Gjorgji Tanušev

Personal information
- Date of birth: 7 January 1991 (age 35)
- Place of birth: Strumica, SFR Yugoslavia
- Height: 1.76 m (5 ft 9+1⁄2 in)
- Position: Attacking midfielder

Team information
- Current team: Pelister
- Number: 22

Senior career*
- Years: Team / Apps / (Gls)
- 2009–2010: Belasica
- 2010–2012: Sloboda Užice / 11 / (0)
- 2012: Proleter Novi Sad / 45 / (4)
- 2014: Kolubara / 11 / (0)
- 2015: Horizont Turnovo / 31 / (5)
- 2016: Bregalnica Štip / 13 / (6)
- 2016–2017: Sileks / 34 / (2)
- 2017: Borec Veles
- 2018: Sileks / 8 / (0)
- 2018–2019: Pobeda / 23 / (6)
- 2019–2020: Akademija Pandev / 19 / (1)
- 2020–2021: Pelister / 19 / (2)
- 2021–2022: Sileks
- 2022–2023: Gostivari
- 2023–: Pelister

International career
- 2007: Macedonia U-17 / 3 / (0)
- 2008: Macedonia U-19 / 6 / (0)
- 2011: Macedonia U-21 / 1 / (0)

= Gjorgji Tanushev =

Macedonian footballer

Gjorgji Tanušev (Macedonian: Ѓopѓи Taнушeв, born 7 January 1991) is a Macedonian football midfielder playing for Macedonian Second Football League club Pelister.

==Club career==
Born in Strumica, Macedonia, he had started playing with local club FK Belasica before moving to Serbia in summer 2010 to sign with a newly promoted Serbian SuperLiga side FK Sloboda Point Sevojno, a club that was renamed that summer after being known as FK Sloboda Užice and merged with FK Sevojno and taking their spot in the promotion to the top Serbian league.
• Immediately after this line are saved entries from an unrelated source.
PR #4310, opened 2019-10-16
[FIX] MSstatsConverter MSstatTMT fractions

oliveralka:
For consistency reasons, always report fractions for MSstatsTMT.  

As far as I know, the Experimental Design has always a "Fraction" column, which should be mandatory.


oliveralka:
rebuild jenkins

oliveralka:
rebuild jenkins

jpfeuffer:
There are no tests to change? We should add some at some point.

oliveralka:
> There are no tests to change? We should add some at some point.

Yes, let me have a look.

oliveralka:
rebuild jenkins

oliveralka:
rebuild jenkins

timosachsenberg:
looks good

src/tests/topp/MSstatsConverter_3_design.tsv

In beginning of the 2011–12 season the clubs restored his former name. Tanušev moved in summer 2012 to Serbian First League side FK Proleter Novi Sad.

==International career==
While still playing with FK Belasica, Tanušev has been part of the Macedonian U-17 team and since 2010 has been a member of the Macedonian U-19 team and in March 2011 he made his debut for the Macedonian U-21 team.